Suite de la première partie.

La constance

Adopter une règle est, par définition, s’engager à la suivre. Il peut donc paraître superflu de préciser que s’inscrire dans cette règle nécessite de la constance. Mais le catharisme est assez particulier pour que cette évidence puisse potentiellement ne pas apparaître à tous, surtout dans une époque où l’individualisme tend à nous laisser croire que la constance est d’un autre temps.

Étude et connaissance

Même après avoir reçu la Consolation, le cathare ne doit jamais cesser d’étudier pour être en mesure de conserver son état de connaissance acquis au cours du noviciat. Certains, plus adaptés que d’autres à cette fonction, seront même amenés à poursuivre leur noviciat pour acquérir les compétences de prédicateur.

Détachement

Si la constance dans l’étude est nécessaire, la constance dans le détachement vis-à-vis du monde l’est plus encore. Notre nature mondaine est prégnante et ne nous laisse jamais en paix. Il faut donc agir pour maintenir ce détachement, sinon les appâts du monde auront tôt fait de nous prendre dans leurs filets pour nous ramollir dans notre détermination.

Obéissance

Dans le cadre d’une organisation ecclésiale et évangélique, il est aussi essentiel que cette constance se manifeste par une obéissance stricte aux directives concernant l’organisation structurelle qui seront données par la personne à qui l’ensemble du groupe aura donné la mission de veiller à cette organisation. La contestation et la démocratie directe n’ont pas leur place dans un système où le niveau d’éveil est très varié, ce qui motive ces remises en question.

Respect des engagements

Enfin, la constance est aussi à observer dans le cadre des engagements que nous prenons. Les autres n’ont pas à souffrir de nos éventuelles insuffisances. Ce dernier point est sans doute le plus important pour les croyants. En effet, un croyant ne peut échapper l’engagement qu’impose l’affirmation d’être croyant cathare : tout faire de son vivant pour tenter de rejoindre une communauté cathare en vue de sa Consolation, y compris si le préalable est d’agir au quotidien pour relever l’Église cathare.

Refus du mensonge

Le mensonge sous toutes ses formes favorise notre égo et nuit aux autres. Il faut donc le bannir, mais sous toutes ses formes, y compris par omission ou dans un cadre artistique et professionnel. Cela peut surprendre, mais il n’y a pas de petit mensonge et, même s’il est émis pour distraire ou pour protéger, il crée une situation dont nous ne pouvons pas maîtriser les conséquences.

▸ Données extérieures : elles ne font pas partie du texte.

PR #700, opened 2019-02-16
Implement Responder for () converting it into OK/200.

boxdot:
This allows to easily write handlers returning an empty body on success:

```rust
fn delete_user(path: Path<String>) -> Result<()> {
    Ok(())
}
```

or even just (in case a handler can't fail)

```rust
fn delete_user(path: Path<String>) {}
```

### DIFF
--- a/CHANGES.md
+++ b/CHANGES.md
@@ -5,6 +5,7 @@
 ### Added
 
 * Add `from_file` and `from_file_with_config` to `NamedFile` to allow sending files without a known path. #670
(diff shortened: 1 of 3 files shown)


fafhrd91:
Could you add test and entry to changes.md

boxdot:
It looks like appveyor CI is flaky.

DoumanAsh (approved):

fafhrd91:
implemented in 1.0

PR #890, opened 2019-06-05
Mark default enabled package features in the docs

senden9:
I find it quite useful to see the default features right in the documentation. So i don't need to dig into `Cargo.toml`.


fafhrd91 (approved):
thanks!

PR #895, opened 2019-06-05
Remove ring subsubdependency when using actix-multipart.

simlay:
This is related to #741. 

Setting the default features to false seems like an anti-pattern but it doesn't seem to be a feature to [disable single features in cargo](rust-lang/cargo#3126) yet.

PR #900, opened 2019-06-06
Remove ring subsubdependency when using actix-files.

simlay:
This is basically the same PR as #895 but for actix-files rather than actix-multipart.


fafhrd91 (approved):
thanks!

PR #908, opened 2019-06-11
get_identity from HttpMessage

### LINKED ISSUE #904: Extract Session from ServiceRequest
I create a middleware that checks permissions with `Session`. so I call `into_parts()` in `ServiceRequest` to get `HttpRequest` and use this to get `Session`. but there is no way to put them back or create a new `ServiceRequest` to pass to next middleware.

```
    fn call(&mut self, sreq: ServiceRequest) -> Self::Future {
        let (req, _) = sreq.into_parts();

        Session::extract(&req).map(|session| {
            // ...
        })
    }

```

nottxy:
Add `middleware::identity::RequestIdentity` trait to `get_identity` from `HttpMessage`

This PR will fix https://github.com/actix/actix-web/issues/904

### DIFF
--- a/src/middleware/identity.rs
+++ b/src/middleware/identity.rs
@@ -61,7 +61,10 @@ use crate::cookie::{Cookie, CookieJar, Key, SameSite};
 use crate::error::{Error, Result};
 use crate::http::header::{self, HeaderValue};
 use crate::service::{ServiceRequest, ServiceResponse};
-use crate::{dev::Payload, FromRequest, HttpMessage, HttpRequest};
+use crate::{
+    dev::{Extensions, Payload},
+    FromRequest, HttpMessage, HttpRequest,
+};
 
 /// The extractor type to obtain your identity from a request.
 ///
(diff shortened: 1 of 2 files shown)


src/middleware/identity.rs
```diff
@@ -119,13 +118,35 @@ impl Identity {
...
+        }
+    }
 }
 
 struct IdentityItem {
     id: Option<String>,
     changed: bool,
 }
 
+/// Helper trait that allows to get Identity
```
fafhrd91: need more docs. add note that it could be used in middleware but identity policy must be set before any other middleware that needs identity

max-frai:
I think we also need get_session to get session from `actix-session` inside middlewares, not only identity?

nottxy:
It is already supported, https://docs.rs/actix-session/0.1.1/actix_session/trait.UserSession.html

```
use actix_session::UserSession;

let session = http_request.get_session();
let session = service_request.get_session();
```

fafhrd91 (approved):

fafhrd91:
thanks!

PR #912, opened 2019-06-12
updated actix-session to support login and logout functionality

Dowwie:
To see the impact of these changes, see [main.rs in this repo](https://github.com/Dowwie/actix_session_test/blob/master/src/main.rs).

Specifically:
- L38:  invoke session.renew() at successful login
- L45:  session.purge() at logout


Dowwie:
Note that I currently cannot get a Session from within the scope of a ``from_request`` of an Extractor using UserSession trait because ``from_request`` receives an &HttpRequest where as a &mut HttpRequest is required for the UserSession trait's get_session to work.

In other words, I'm trying to get a Session from within an extractor and haven't found an alternative to cloning HttpRequest to do so.  One possible solution is to simply make actix-session/session.rs/SessionInner public and then I can replicate the logic in get_session to get it from extensions.  I don't need mutability in the case where Session already exists in request state and I *don't* want to create it if it it isn't.

fafhrd91:
you can always clone http request. also maybe get_session should take readonly ref

Dowwie:
Yeah, currently I am cloning req.  What do you think about renaming "get_session" to "get_or_create_session", to make it more inline with the underlying behavior, and add another public method, get_session, that simply returns Option<Session> ?

Dowwie:
@fafhrd91 looks good now?

actix-session/src/cookie.rs
```diff
@@ -308,7 +308,7 @@ where
         Session::set_session(state.into_iter(), &mut req);
 
         Box::new(self.service.call(req).map(move |mut res| {
-            if let Some(state) = Session::get_changes(&mut res) {
+            if let (_status, Some(state)) = Session::get_changes(&mut res) {
```
fafhrd91: we should update cookies only if session has changes, otherwise we should not set cookie. i think this is the reason for #923

fafhrd91 (changes requested):
looks good, except cookie session

Dowwie:
> looks good, except cookie session

@fafhrd91 I added a commit that I believe is what you were asking for -- confirm?  https://github.com/actix/actix-web/pull/912/commits/0e05b37082fa57444858b46e1a8b57b731777f1c

@max-frai -- Can you run this PR through your integration tests and confirm that this change addresses your issues in [923](https://github.com/actix/actix-web/issues/923)?  I'm not using cookie sessions but rather redis sessions so I haven't got integration tests for this side.

Dowwie:
One important note about this new approach is that when a programmer wants to create a session with the first request to a web server , the only way to create the session is to set state.  Currently, a new, empty session is created upon first request.  The way that the current session logic accomplishes the session creation is to create a session entry with empty state -- no changes.  I'm leaning towards replicating this to keep behavior consistent.  It's not hard work to add support for initializing a session upon first request, even if its empty and has no changes.  

Update:  I've addressed this in a subsequent commit

actix-session/src/cookie.rs
```diff
@@ -308,10 +308,10 @@ where
         Session::set_session(state.into_iter(), &mut req);
 
         Box::new(self.service.call(req).map(move |mut res| {
-            if let Some(state) = Session::get_changes(&mut res) {
-                res.checked_expr(|res| inner.set_cookie(res, state))
-            } else {
-                res
+            match Session::get_changes(&mut res) {
+                (SessionStatus::Changed, Some(state)) =>
```
fafhrd91: i think we should update cookie on `change` and `renew`, and delete cookie on `purge`

fafhrd91:
i am fine with new state. i added comment for cookie session

actix-session/src/cookie.rs
Dowwie: the latest commit should reflect this

Dowwie:
@fafhrd91 the latest commit addresses unchanged update to cookie and adds support for purging cookie -- should be ready.

actix-session/src/cookie.rs
Dowwie: done

fafhrd91 (approved):

fafhrd91:
@Dowwie could you also update changes.md for actix-session

Dowwie:
> @Dowwie could you also update changes.md for actix-session

done.

Dowwie:
> @Dowwie could you also update changes.md for actix-session

I updated actix-session CHANGES and actix-web CHANGES.  This release introduces SessionState and new Session behaviors -- renew and purge.  I thought this is sufficient to bump actix-session from 0.1.x to 0.2 and so updated Cargo.toml and CHANGES respectively.

fafhrd91 (approved):

PR #922, opened 2019-06-18
Use encoding_rs crate instead of unmaintained encoding crate

messense:
https://docs.rs/encoding_rs/0.8.17/encoding_rs/

https://hsivonen.fi/encoding_rs/


fafhrd91:
could you add entries to changes.md to actix-http and actix-web

fafhrd91 (approved):

messense:
> could you add entries to changes.md to actix-http and actix-web

Done.

PR #944, opened 2019-06-26
removed changed from SessionInner actix/actix-web#943

### LINKED ISSUE #943: Is ``changed`` unnecessary in SessionInner?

Respecter la vie consciente

Si la constance relève essentiellement du fondamental d’humilité, le respect de la vie consciente s’attache clairement à la non-violence.

Respecter la vie consciente ne veut pas dire ignorer ou mépriser les autres formes de vie, connues ou non. Pour faire simple, la vie consciente est la vie animale et elle se déploie dans des niveaux de conscience extrêmement variés pour autant que notre connaissance nous permet de les apprécier.

Protéger la vie consciente selon son niveau

Sauf mise en danger d’une vie dont le niveau de conscience nous semble plus évoluée, et si aucune procédure d’évitement n’est possible, les moyens les moins agressifs possibles sont acceptables pour protéger la vie consciente la plus évoluée. Par exemple, si un animal sauvage menace une vie humaine, il est acceptable d’essayer de soustraire la victime réelle ou potentielle en tentant de faire fuir l’animal, voire en le blessant et, en dernier recours en le tuant.

Par contre aucune violence ne peut être envisagée dans le cas où le danger vient d’une vie consciente de même niveau que celle de la victime potentielle.

Nous savons que, naturellement, nous faisons preuve de violence envers de nombreuses vies de faible niveau de conscience (bactéries, virus, insectes, etc.), mais nous essayons toujours de limiter cette violence pour autant qu’elle ne constitue pas un risque potentiel pour la vie humaine par exemple.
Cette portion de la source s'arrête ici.